Surgeons already use image-guided systems to help them determine which tissue to cut and remove, and these systems work with fluorescence in the 700–800 nm range, with 800 nm being more widely used. “Basically all infrastructure in the fluorescence-guided-surgery space has the 800 nm channel designed around indocyanine green,” a dye currently used in medical diagnostics, Gibbs told C&EN. The team’s current best compounds are compatible with the 700 nm channel of clinical image-guided surgery systems.

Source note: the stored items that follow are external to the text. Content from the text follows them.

PR #2149, opened 2026-06-09
Kcwi dec 2024 weights

rcooke-ast:
An extension to the sequence of PRs related to #1929. In this PR, I have:

* Added weights as an optional parameter to `weighted_combine()` (and propagated changes).
* Moved the combination of datacubes in `coadd3d.run()` to a new routine. The code flow is largely unchanged, but I made some modifications (moved some bits outside of a for loop that didn't need to be updated every loop).
* Added a `save_separate` parameter to output individual datacubes (on the final combined WCS) if requested. Previously this was output by default.

Dev-suite is running on the cloud, but the relevant parts pass on my machine. There is a related dev-suite PR.


rcooke-ast:
Tests pass...
image

pypeit/images/combineimage.py
```diff
@@ -215,12 +215,13 @@ def run(self, ignore_saturation=False, maxiters=5):
...
             # calculate the mean of the images
-            [mean_img], _, mean_gpm, _ = combine.weighted_combine(np.ones(self.nimgs, dtype=float)/self.nimgs,
-                                                                  [img_stack],
+            [mean_img], _, mean_gpm, _ = combine.weighted_combine([img_stack],
                                                                   [rn2img_stack],
                                                                   # var_list is added because it is
                                                                   # required by the function but not used
-                                                                  gpm_stack, sigma_clip=self.par['clip'],
+                                                                  gpm_stack,
+                                                                  weights=None,
```
kbwestfall, line 223: Adding weights to the function call isn't necessary, right?  I assume this is mostly included just to make clear to a developer that the stack is unweighted?

pypeit/images/combineimage.py
```diff
@@ -240,12 +241,10 @@ def run(self, ignore_saturation=False, maxiters=5):
...
         # Coadd them
         if self.par['combine'] == 'mean':
-            weights = np.ones(self.nimgs, dtype=float)/self.nimgs
             img_list_out, var_list_out, gpm, nframes \
-                    = combine.weighted_combine(weights,
-                                               [img_stack, scl_stack],  # images to stack
+                    = combine.weighted_combine([img_stack, scl_stack],  # images to stack
                                                [rn2img_stack, basev_stack], # variances to stack
-                                               gpm_stack, sigma_clip=self.par['clip'],
+                                               gpm_stack, weights=None, sigma_clip=self.par['clip'],
```
kbwestfall, line 247: Same here?

pypeit/coadd3d.py
```diff
@@ -1739,6 +1740,149 @@ def compute_weights(self, show_qa=False):
...
+        # 1. Performing an intiial sigma clipping of the cubes.
+        # 2. Computing an initial preliminary stacked cube.
+        # 3. Generate a whitelight image from the preliminary stacked cube.
+        # 4. Perform object finding on this stacked cube.
+        # 5. Compute the weights at the location of the object by extracting spectra from the individual cubes,
+        #    probably there should be an option to use the optimal extraction method  (extract_point_source)
+        #    or one can use the single pixel computation (extended sources) in compute_weights.
+        # 6. Re-combined the cubes using these weights, again performing the final round of sigma clipping
+        # 7. Write out the individual cubes with their sigma clipped pixels masked (?)
+        # 8. Write out the final combined cube.
```
kbwestfall: I assume this is still a "TODO"?  I'd prefer we move the comments out of the docstring, or actually use docstring syntax.

kbwestfall (approved):
Very minor comments.  The only actual change requested is related to a docstring.  I'll make this change myself.

pypeit/images/combineimage.py
rcooke-ast: That's correct. I think it's a bit strange that we have a function called `weighed_combine()` where the weights are not currently being used, so just being explicit (and to make sure this remains supported the way it was originally intended in case the defaults change somewhere down the line.

pypeit/images/combineimage.py
rcooke-ast: As above  :-)  Happy to remove these, if preferred.

PR #2150, opened 2026-06-09
Fix datacube extraction x-y coordinates

jhennawi:
This PR fixes some coordinate transpose errors that existed in the extraction code after the WCS and transpose fixes were implemented.


pypeit/tests/test_datacube.py
```diff
@@ -7,12 +7,79 @@
...
 from astropy.wcs import WCS
 import astropy.units as u
 from astropy.coordinates import SkyCoord
 
 from pypeit.core import datacube
 from pypeit.core.flexure import calculate_image_phase
+from pypeit.coadd3d import DataCube
+
+
+def make_test_datacube(whitelight_range=None):
```
rcooke-ast, line 20: Great addition!

pypeit/tests/test_datacube.py
```diff
@@ -7,12 +7,79 @@
...
+    wcs.wcs.cunit = ['deg', 'deg', 'Angstrom']
+    wcs.wcs.ctype = ['RA---TAN', 'DEC--TAN', 'WAVE']
+    return wcs
+
+
+def test_datacube_whitelight_range_datamodel(tmp_path):
+    wl_range = np.array([5004.0, 5012.0])
+    cube = make_test_datacube(whitelight_range=wl_range)
+
+    assert np.allclose(cube.resolve_whitelight_range([None, None]), wl_range)
```
rcooke-ast, line 53: For all of these asserts, should we add the optional string as well so that an appropriate error is reported in the event that an assertion fails?

pypeit/tests/test_datacube.py
```diff
@@ -232,9 +299,9 @@ def test_align_fit():
                     # ivar=utils.inverse(np.square(sig_imgs[ff])),
                     # gpm=np.logical_not(bpm_imgs[ff]),
                     fwhm=fwhm.value/_dspat.value, norm=False
-                )
+            )
             gaussian_position = popt[1], popt[2]
-            dec_pix_star[ff], ra_pix_star[ff] = gaussian_position
+            ra_pix_star[ff], dec_pix_star[ff] = gaussian_position
```
rcooke-ast, line 304: With the new transposed cubes, the original version is correct. `dec` corresponds to the first element, and `ra` corresponds to the second element. I suspect this test will fail.

pypeit/coadd3d.py
```diff
@@ -45,10 +45,12 @@ class DataCube(datamodel.DataContainer):
             Wavelength array of the spectral blaze function
         blaze_spec (`numpy.ndarray`_):
             The spectral blaze function
-        sensfunc (`numpy.ndarray`_, None):
-            Sensitivity function (nwave,). Only saved if the data are fluxed.
         PYP_SPEC (str):
             Name of the PypeIt Spectrograph
+        whitelight_range (`numpy.ndarray`_, None):
+            Default wavelength range to use for white-light images and extraction.
+        sensfunc (`numpy.ndarray`_, None):
```
rcooke-ast, line 52: Thanks for including this 👍

pypeit/coadd3d.py
```diff
@@ -203,6 +219,45 @@ def from_file(cls, ifile, verbose=True, chk_version=True, **kwargs):
...
         return self
 
+    def resolve_whitelight_range(self, whitelight_range):
+        """
+        Resolve the white-light wavelength range for extraction.
+
+        Any user-provided wavelength bound overrides the cube default.  Missing
+        bounds are filled from the white-light range stored in the datacube; if
+        that metadata is unavailable, the full cube wavelength range is used.
+        """
```
rcooke-ast, line 229: Need to add `Parameters` and `Returns` to the docstring. Also, I suspect `whitelight_range` should be an optional input, with the default value being `None`?

pypeit/coadd3d.py
```diff
@@ -1604,7 +1688,7 @@ def run_align(self, fwhm=1.5, show_qa=False):
                             np.logical_not(bpm_imgs[:, :, ff]), model, gaussian_position,
                             init_obj_position, channel_prefix = f'Img_{ff}'
                         )
-                    dec_pix_star[ff], ra_pix_star[ff] = gaussian_position
+                    ra_pix_star[ff], dec_pix_star[ff] = gaussian_position
```
rcooke-ast, line 1691: Same comment as above. I think you need to revert this to the original. The transposed operation means dec is the first index, ra is the second.

pypeit/core/datacube.py
```diff
@@ -193,21 +202,21 @@ def fitGaussian2D(image, ivar=None, gpm=None, init_obj_position=None,
...
             )
+        if verbose:
+            log.info('DAOStarFinder brightest source properties')
+            for col in sources.colnames:
+                if col not in ('id', 'npix'):
+                    sources[col].info.format = '%.2f'  # for consistent table output
+            sources.pprint(max_width=76)
 
-        _init_obj_position = sources['y_centroid'][0], sources['x_centroid'][0]
+        _init_obj_position = sources['x_centroid'][0], sources['y_centroid'][0]
```
rcooke-ast, line 219: I think this needs to be reverted. The recent change to the transposed cubes means that dec is always first index, ra is second.

rcooke-ast (changes requested):
Thanks @jhennawi - lots of good additions here (and I hope the run went well)!

We can chat about this some more, but I believe there is an issue with the main changes that you've made. You can double check, but I think the `test_datacube` test will now fail. The new transposed datacubes have `dec` as the first index, and `ra` as the second index. We can't change that. So, the `test_datacube` ordering was correct (but, by all means check this). This means that I think we will need to revert many (but not all) of the changes you've made here. For the record, I never checked the ginga display, so I think there might be some bugs with the displayed/reported values in the `extract spectrum` code.

pypeit/core/datacube.py
jhennawi: There is no WCS implied here. I verified that the extraction in the previous version was broken because X and Y were flipped, and these modifications fix it. The issue is simply image conventions between DAOstarfind and what was previously transposed.

pypeit/tests/test_datacube.py
jhennawi: Thanks Codex (not me)!

pypeit/tests/test_datacube.py
jhennawi: I agree that should be done. This test was written by AI and I didn't inspect it that carefully.

pypeit/tests/test_datacube.py
jhennawi: Okay, I think this issue may be specific to this test, and should probably be reverted.

pypeit/coadd3d.py
jhennawi: Yeah this was important so that the conventions for creating these images would symmetric between cube construction and extraction.

pypeit/coadd3d.py
jhennawi: Okay I think the issue is what DAOStarfind returns, and its convention. I think this may be correct. Perhaps it is more clear to transpose the image input there?

kbwestfall:
Superseded by #2184 .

To better match existing clinical image-guided surgery infrastructure, the team has already identified other chemical scaffolds that emit around 800 nm while maintaining nerve-specificity. Before those molecules can be used clinically, their fluorescent properties need further optimization.

Nerve-specific dyes would allow surgeons to improve nerve-sparing surgical procedures. Eric R. Henderson, an orthopedic surgeon at Dartmouth–Hitchcock Medical Center, told C&EN, “The ability to have special identification of nerve tissue, particularly in the setting of aberrant anatomy, would enhance the safety and efficacy of surgery and pave the road to machine recognition of nerve and other human tissues and eventually to robotic surgery.”

Gibbs’s team has demonstrated the nerve-specific NIR fluorophores in mice and pigs. They are currently pursuing additional studies that will be necessary for an Investigational New Drug application to the US Food and Drug Administration before human clinical trials.